I'm saying that most of the time culture "degradation" occurs with more people
because these people aren't directly in that culture. They might not be part
of it because they don't understand it in the same way as everyone else does.
As a result a different interpretation can lead to a culture shift. This is
what happened in "Eternal September", where the original culture and focus of
the community was diluted with the growth of new individuals wanting to do
things differently. Most of the time the new ways of doing things aren't as
good as the old, simply because it needs to cater to a wider audience and to
less of the niche it started with. This is what Hacker News needs to avoid.

------
JoshCole
Right now Hacker News combats eternal September systematically through hell
banning and a karma system. The karma system is actually set up in a way that
tries to select for the best possible material. A user's karma and their
post's karma are both factored into how far up the page a post will be
displayed. This leads to new users being exposed to the hacker news culture
more frequently. Post feedback is also set up in this way, because older users
are the only ones capable of downvoting.

\--

Eternal September is named the way it is because in the past online
communities only had to deal with influx when students got to college, but now
they have to deal with a constant influx. Given this, it seems obvious to me
how you go about countering Eternal September: remove the eternal.

This could be done in a few ways, but the core idea is having a period in
which registration has a barrier for most of the year and periods in which the
barrier is removed for the sake of growth.

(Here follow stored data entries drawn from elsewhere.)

PR #6727, opened 2018-06-25
RavenDB-11292: Fix pwrite call for 32bit linux

aviviadi:


src/Sparrow/Platform/Posix/Syscall.cs
```diff
@@ -193,9 +193,18 @@ public static long read(int fd, void* buf, ulong count)
         [DllImport(LIBC_6, SetLastError = true)]
         private static extern IntPtr pwrite(int fd, IntPtr buf, UIntPtr count, IntPtr offset);
 
+        [DllImport(LIBC_6, SetLastError = true)]
+        private static extern IntPtr pwrite(int fd, IntPtr buf, UIntPtr count, long offset);
+
         public static long pwrite(int fd, void* buf, ulong count, long offset)
         {
-            if(PlatformDetails.RunningOnMacOsx)
+            if (PlatformDetails.Is32Bits)
```
ayende, line 201: This is wrong.
We _have_ to call `pwrite64` in 32 bits, otherwise we can't handle > 4GB files.
We call `pwrite` on MacOS because that always handles this, but the `pwrite` for macos should be long for the offset, at least.

aviviadi: i've verified this, pwrite does write in the Pi > 4GB.   With pwrite64 it fails

ayende: You are correct.

aviviadi: note that pwrite with `long long int` for offset signature is used for pwrite under 32bit

PR #6728, opened 2018-06-25
RavenDB-11292: Fix pwrite call for 32bit linux

aviviadi:


src/Sparrow/Platform/Posix/Syscall.cs
```diff
@@ -266,7 +275,7 @@ public static int AllocateFileSpace(int fd, long size, string file, out bool usi
                         // fallocate is not supported, we'll use lseek instead
                         usingWrite = true;
                         byte b = 0;
-                        if (pwrite(fd, &b, 1, size - 1) != 1)
+                        if (pwrite(fd, &b, 1, size - 1) != 1L)
```
ayende, line 278: This is wrong on the return value, no?
`-1 on error`, not `1L`

aviviadi: it is 1.  not -1..  we check we actually wrote 1 byte

ayende: ok

PR #6743, opened 2018-06-25
RavenDB-11409 Debug code that will output if the request was aborted

arekpalinski:


src/Raven.Server/RavenServerStartup.cs
```diff
@@ -176,7 +176,10 @@ public static bool IsHtmlAcceptable(HttpContext context)
                     LogTrafficWatch(context, 0, database ?? "N/A");
 
                 if (context.RequestAborted.IsCancellationRequested)
+                {
+                    Console.WriteLine($"Aborted request. Request: {context.Request.Path} {context.Request.QueryString}.{Environment.NewLine}Exception: {e}");
```
ayende, line 180: This should not be merged. We don't want to write to the console.
If this is required, let's send this to the log. 

For the purpose of verification, we do want this on Jenkins, so let's at least wrap this in `#if DEBUG`.

Also, we need to handle this on the client side as well, providing timing information for the error.

ppekrol: We will remove it soon. This only happens in release.
If really needed, we can add some other constant to the jenkins so this will be hit.

arekpalinski: We got the socket error in some PRs but did't see the console output added here. Reverted in https://github.com/ravendb/ravendb/pull/6746

PR #6744, opened 2018-06-25
RavenDb-7787 Remove DatabaseName property from DatabaseOptions

IdanHaim:


src/Raven.Embedded/DatabaseOptions.cs
```diff
@@ -1,13 +1,22 @@
...
     public class DatabaseOptions
     {
-        public string DatabaseName { get; set; }
-
         public bool SkipCreatingDatabase { get; set; }
 
-        public DatabaseRecord DatabaseRecord { get; set; }
+        public DatabaseRecord DatabaseRecord { get; private set; }
+
+        public DatabaseOptions(string databaseName) : this(new DatabaseRecord(databaseName))
```
ayende, line 12: I like this!

PR #10993, opened 2020-08-11
RavenDB-15443: Subscription worker should reconnect when subscription…

garayx:
… was updated


src/Raven.Client/Exceptions/Documents/Subscriptions/SubscriptionClosedException.cs
```diff
@@ -10,10 +10,17 @@ namespace Raven.Client.Exceptions.Documents.Subscriptions
 {
     public class SubscriptionClosedException : SubscriptionException
     {
+        internal bool TryToReconnect { get; set; }
```
ppekrol: CanReconnect

ppekrol (commented):
This should go into 4.2?

garayx:
> This should go into 4.2?

no there is no update method in 4.2

ayende (approved):

PR #10994, opened 2020-08-11
RavenDB-15166: Query provider now understands string.Compare

jamesfera:
Query provider now understands string.Compare

RavenDB-15166

https://issues.hibernatingrhinos.com/issue/RavenDB-15166


ppekrol (approved):
LGTM.

What I think we also need to add is the exception when non-supported string.Compare overload is used. I see that there are 10 of them, but we only want to support simplest one `string.Compare(A, B)`. Correct? If yes, can we block others and add a test for that?

grisha-kotler (approved):

ayende (approved):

I don't think PG would want to do that though, since it might have negatively
affect the number and quality of the applications YCombinator receives. Other
sites also avoid this option out of a desire for users. The incentive
structure makes my obvious solution fairly useless.

------
staunch
We flood the front page with stories about Erlang to bore them into leaving.

------
Mz
I think "welcoming them warmly at the door" is a helpful technique. Seems to
me that the issue is not newcomers but lack of inculcation in the culture. If
you want them inculcated, it helps to a) give them motive to get inculcated
and b) give them opportunity to get inculcated.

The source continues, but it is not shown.